Bloomberg Línea — O Grupo Mover, nome atual da antiga Camargo Corrêa, apresentou um novo plano de recuperação judicial (RJ) com opções de pagamento que podem se estender por até 40 anos, o que se configura como um dos prazos mais longos do mercado brasileiro.
As informações constam em documentos protocolados na 1ª Vara de Falências de São Paulo e divulgadas neste domingo (5) em fato relevante enviado pela controlada InterCement à CVM (Comissão de Valores Mobiliários).
O grupo entrou com pedido de recuperação judicial no fim do ano passado, com dividas então declaradas de R$ 14,3 bilhões. Laudo posterior de fevereiro deste ano, com data retroativa a setembro de 2024, apontou que o passivo era de R$ 21,1 bilhões.
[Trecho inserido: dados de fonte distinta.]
PR #6766, opened 2025-05-01
Improve test coverage of Scraper.

wRAR:
This is also important for future refactorings of this code.

### DIFF
--- a/scrapy/core/scraper.py
+++ b/scrapy/core/scraper.py
@@ -374,32 +374,24 @@ class Scraper:
         errors that got propagated thru here).
 
         spider_failure: the value passed into the errback of self.call_spider()
+        (likely raised in the request errback)
+
         download_failure: the value passed into _scrape2() from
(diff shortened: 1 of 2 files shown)


scrapy/core/scraper.py
```diff
@@ -374,32 +374,24 @@ def _log_download_errors(
...
         spider_failure: the value passed into the errback of self.call_spider()
+        (likely raised in the request errback)
+
         download_failure: the value passed into _scrape2() from
         ExecutionEngine._handle_downloader_output() as "result"
+        (likely raised in the download handler or a downloader middleware)
         """
         if not download_failure.check(IgnoreRequest):
             assert self.crawler.spider
-            if download_failure.frames:
```
wRAR, line 382: It shouldn't be possible to get a failure value without a traceback here, but also this branch works fine for such faliure values so the alternative one shouldn't be needed anyway.

Gallaecio (approved):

O plano apresentado neste domingo envolve três holdings (Mover Participações, Sucea Participações e Sincro Participações).
Os ativos totalizam R$ 20,3 bilhões em cenário de liquidação forçada, mas o valor líquido disponível para credores é de R$ 3,59 bilhões.
Essa diferença decorre do passivo de R$ 21,1 bilhões da InterCement, controlada em recuperação judicial apartada, que consome R$ 16,7 bilhões dos ativos avaliados.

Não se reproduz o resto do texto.